Analysis: “The Immigrant's Song”

Doshi’s “The Immigrant's Song” is a free verse poem written with no metrical pattern or rhyme scheme, although some end rhymes occur. The poem, while appearing to be divided into two stanzas, functions as a single unit with one italicized word (“disappeared,” Line 14) as a crux or pivot point partway through the poem. “The Immigrant's Song” is musical, using anaphora—the repetition of a word or phrase at the beginning of a sentence—to drive the poem forward (“Let us not,” Line 1, Line 4, Line 11, etc.).

Many of the lines in the poem function as commands. For instance, the speaker of the poem begins by commanding the audience (presumably an audience of fellow immigrants) not to speak of the past. This is immediately contradicted as the poem dives into vibrant sensory memories of the lost homeland (represented by coffee beans, white headscarves hung to dry on the line, singing birds, and the shape of baobab leaves). The poem opens citing nearly every sense—smell, sight, sound, and touch—painting a picture of fragrant, vibrant memories of which the speaker says must not be spoken.

In Line 11, the poem turns from pleasant, welcoming memories to the memory of people disappearing: men “stolen from their beds at night” (Line 12). Here, the poem dramatically pivots from an idyllic memory to a dark, nightmarish truth: People were forcefully taken from their homes. When the speaker says, “Let us not say the word / disappeared” (Lines 13-14), the poem breaks in form. The offset word, “disappeared” (Line 14), is italicized and stands alone on the line. The word resembles those who were taken, how alone they must have felt, stolen from their beds in the middle of the night, removed from their homes and families.

In Line 15, the poem repeats the anaphoric “Let us not” (Line 15), but this time, instead of asking the audience not to speak, the speaker asks the audience not to remember.
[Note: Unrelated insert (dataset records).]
PR #2899, opened 2024-10-15
feat(frontend): Add info menu at bottom of navigational menu

AntonioVentilii-DFINITY:
# Motivation

We want to add some informative elements at the bottom of the navigational Menu.

# Changes

- Adjust lateral menu column to extend until bottom of the viewport.
- Split the menu into two elements to put distance automatically between them: the top part is the navigation menu, the bottom part will be mostly informative and hyperlinks.
- Use the About Modal buttons as elements to put in the "info" part.
- Adjust the buttons to have a shorter string there and update the icon (using Lucide as per design).

# Tests

https://github.com/user-attachments/assets/73e2c0df-cffe-46e7-a2c7-4b4ba9137868

### DIFF
--- a/src/frontend/src/lib/components/hero/about/AboutHow.svelte
+++ b/src/frontend/src/lib/components/hero/about/AboutHow.svelte
@@ -7,6 +7,7 @@
 	import { replaceOisyPlaceholders } from '$lib/utils/i18n.utils';
 
 	export let asMenuItem = false;
+	export let shortLabel = false;
 
 	const dispatch = createEventDispatcher();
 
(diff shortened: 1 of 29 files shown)


src/frontend/src/lib/components/hero/about/AboutHow.svelte
```diff
@@ -17,5 +17,5 @@
 </script>
 
 <AboutItem {asMenuItem} on:click={openModal} testId={ABOUT_HOW_MODAL_OPEN_BUTTON}>
-	<span slot="label">{replaceOisyPlaceholders($i18n.about.how.text.label)}</span>
+	<span slot="label">{replaceOisyPlaceholders($i18n.about.how.text.label)} </span>
```
peterpeterparker, line 20: This space was added on purpose?

peterpeterparker (approved):
LGTm, thx

src/frontend/src/lib/components/hero/about/AboutHow.svelte
AntonioVentilii-DFINITY: nope, removed! thank you for noticing!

What follows is a single sensory detail (“the first smell of rain,” [Line 15]). Then, the speaker changes course and asks the audience to speak: “Let us speak of our lives now,” (Line 16). But they don’t ask the audience to speak of the past; instead, they ask the audience to speak of their life now. Following this command is a waterfall of details of what it means to live in a different world—a world away from the speaker’s homeland, a world of the immigrant. The speaker asks the audience to turn away from where they once lived, from the “war and abandonment” (Line 22), and to not “burden” (Line 21) those in the new country with harrowing, death-filled stories of the past.

The poem makes the argument that once in the new country (presumably America or a country in the West), the country from which the speaker (and other immigrants) came should fall away. Speaking of and thinking about the past cannot change anything, nor bring back the dead. The new country is a way forward for “grandchildren” (Line 28) and a way beyond the war and death of the country they left.
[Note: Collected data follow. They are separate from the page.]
PR #2900, opened 2024-10-15
ci(e2e): cache build for snapshots

inc-man:
# Motivation

Run time of E2E Tests was too long. 

# Changes

added Caching of npm and cargo build jobs to the action.

# Tests

ran the improved E2E-Test on branch with a runtime of 6min40s instead of 9min40s


.github/actions/deploy-backend/action.yml
```diff
@@ -7,9 +7,31 @@ description: Build and deploy the backend after having installed dfx
...
   steps:
+  
     - name: Checkout
       uses: actions/checkout@v4
 
+    - name: Restore npm cache
+      uses: actions/cache@v4
+      with:
+        path: ~/.npm
+        key: ${{ runner.os }}-npm-${{ hashFiles('package-lock.json') }}
```
AntonioVentilii-DFINITY, line 18: may you please instead of `npm` put `e2e-npm`

.github/actions/deploy-backend/action.yml
```diff
@@ -7,9 +7,31 @@ description: Build and deploy the backend after having installed dfx
...
+      with:
+        path: |
+          /home/runner/.cargo/registry
+          /home/runner/.cargo/git
+          target/
+          ~/.cargo/bin/
+          ~/.cargo/registry/index/
+          ~/.cargo/registry/cache/
+          ~/.cargo/git/db/
+        key: ${{ runner.os }}-cargo-${{ hashFiles('Cargo.lock') }}
```
AntonioVentilii-DFINITY, line 31: and here, instead of `cargo` put `e2e-cargo`

.github/actions/deploy-backend/action.yml
```diff
@@ -7,9 +7,28 @@ description: Build and deploy the backend after having installed dfx
...
   steps:
+
     - name: Checkout
       uses: actions/checkout@v4
 
+    - name: Restore npm cache
+      uses: actions/cache@v4
+      with:
+        path: ~/.npm
+        key: ${{ runner.os }}-e2e-npm-${{ hashFiles('package-lock.json') }}
```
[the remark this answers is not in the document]
AntonioVentilii-DFINITY: btw, shouldn't the hash be including `package.json` too?

.github/actions/deploy-backend/action.yml
```diff
@@ -7,9 +7,28 @@ description: Build and deploy the backend after having installed dfx
...
+
+    - name: Restore cargo cache
+      uses: actions/cache@v4
+      with:
+        path: |
+          /home/runner/.cargo/registry
+          /home/runner/.cargo/git
+          target/
+          ~/.cargo/bin/
+        key: ${{ runner.os }}-e2e-cargo-${{ hashFiles('Cargo.lock') }}
```
AntonioVentilii-DFINITY, line 28: shouldn't the has be including all the rest too?

`hashFiles('Cargo.toml', 'Cargo.lock', 'rust-toolchain.toml', 'src/backend/**/*', 'src/shared/**/*')`

inc-man: as of my knowledge the lock files handle all the dependencies, so if either in npm or cargo builds the dependencies change, we only have to check the lock file.

we can add the other files too, but this could result in more cache files. This could lead to potential issues due to the cache size.

AntonioVentilii-DFINITY: for `cargo`, I think we should consider all the changes related to backend: example, we change the code in backend, but cargo stays the same, or if we change some workspace in cargo.toml, etc etc

.github/actions/deploy-backend/action.yml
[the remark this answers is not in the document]
AntonioVentilii-DFINITY: better to include it, anyway, just to be sure, there are instances where the package.json changes but not the lock, so just to be on the safe side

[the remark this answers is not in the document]
AntonioVentilii-DFINITY: Before merging, may you please add `package.json` here?

AntonioVentilii-DFINITY (approved):
LGTM! Just maybe check last request before merging

PR #2901, opened 2024-10-15
feat(frontend): use blockstream API to get latest block height

DenysKarmazynDFINITY:
# Motivation

Use blockstream API to get latest block height.


peterpeterparker (approved):
LGTM, thx

PS: I guess we delete  `btcLatestBlock` in another PR?

PR #2903, opened 2024-10-15
fix(frontend): adjust BTC tx confirmations calculation

DenysKarmazynDFINITY:
# Motivation

I realised I used incomplete formula to calculate BTC tx confirmations, it should be `confirmations = currentBlockHeight - transactionBlockHeight + 1`. Without adding +1, we didn't account for the block where the transaction was first included, which resulted in 0 confirmations immediately after the block is mined, which isn't correct.

### DIFF
--- a/src/frontend/src/btc/utils/btc-transactions.utils.ts
+++ b/src/frontend/src/btc/utils/btc-transactions.utils.ts
@@ -64,7 +64,7 @@ export const mapBtcTransaction = ({
 	const utxosFee = totalInputValue - totalOutputValue;
 
 	const confirmations = nonNullish(block_index)
-		? latestBitcoinBlockHeight - block_index
+		? latestBitcoinBlockHeight - block_index + 1
 		: undefined;
 
 	const status =
--- a/src/frontend/src/btc/utils/btc-transactions.utils.ts
+++ b/src/frontend/src/btc/utils/btc-transactions.utils.ts
@@ -1,7 +1,4 @@
-import {
-	CONFIRMED_BTC_TRANSACTION_MIN_CONFIRMATIONS,
-	PENDING_BTC_TRANSACTION_MIN_CONFIRMATIONS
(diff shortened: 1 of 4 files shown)


src/frontend/src/btc/utils/btc-transactions.utils.ts
```diff
@@ -63,16 +60,16 @@ export const mapBtcTransaction = ({
 
 	const utxosFee = totalInputValue - totalOutputValue;
 
+	// +1 is needed to account for the block where the transaction was first included
 	const confirmations = nonNullish(block_index)
-		? latestBitcoinBlockHeight - block_index
+		? latestBitcoinBlockHeight - block_index + 1
```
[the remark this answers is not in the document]
DenysKarmazynDFINITY: I updated the existing tests and mocks, `confirmations` value is now either a number that >= 1 or `undefined`. Please let me know in case you have some additional test cases in mind.

src/frontend/src/tests/btc/utils/btc-transactions.utils.spec.ts
```diff
@@ -31,6 +31,7 @@ describe('mapBtcTransaction', () => {
 		const expectedResult = {
 			...mockBtcTransactionUi,
 			blockNumber: undefined,
+			confirmations: undefined,
```
peterpeterparker, line 34: can it be `null`?  asking because the comment say

> // no confirmations - transaction status "pending"

peterpeterparker (approved):
LGTM, thx

Just asked another question if interesting before merge.

src/frontend/src/tests/btc/utils/btc-transactions.utils.spec.ts
DenysKarmazynDFINITY: It can only be either `undefined` or a number. I rephrased the comment a bit.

In Line 32, the poem returns to its opening, remembering the same, happy memories of the coffee beans, the white laundry, and houses. The poem leaps into simile and lyricism as the speaker describes floating a pleasant memory “like a paper boat down a river” (Line 36). This releasing of the memory is a celebration of it. In the final line, the memory—rather than floating down the river and becoming lost—whispers its story to all of nature. The immigrant’s story (the immigrant's past) eternally lives in the world. Their story, like the wind, is everywhere. Likewise, the immigrants’ past is always with them, regardless whether they’ve left their country.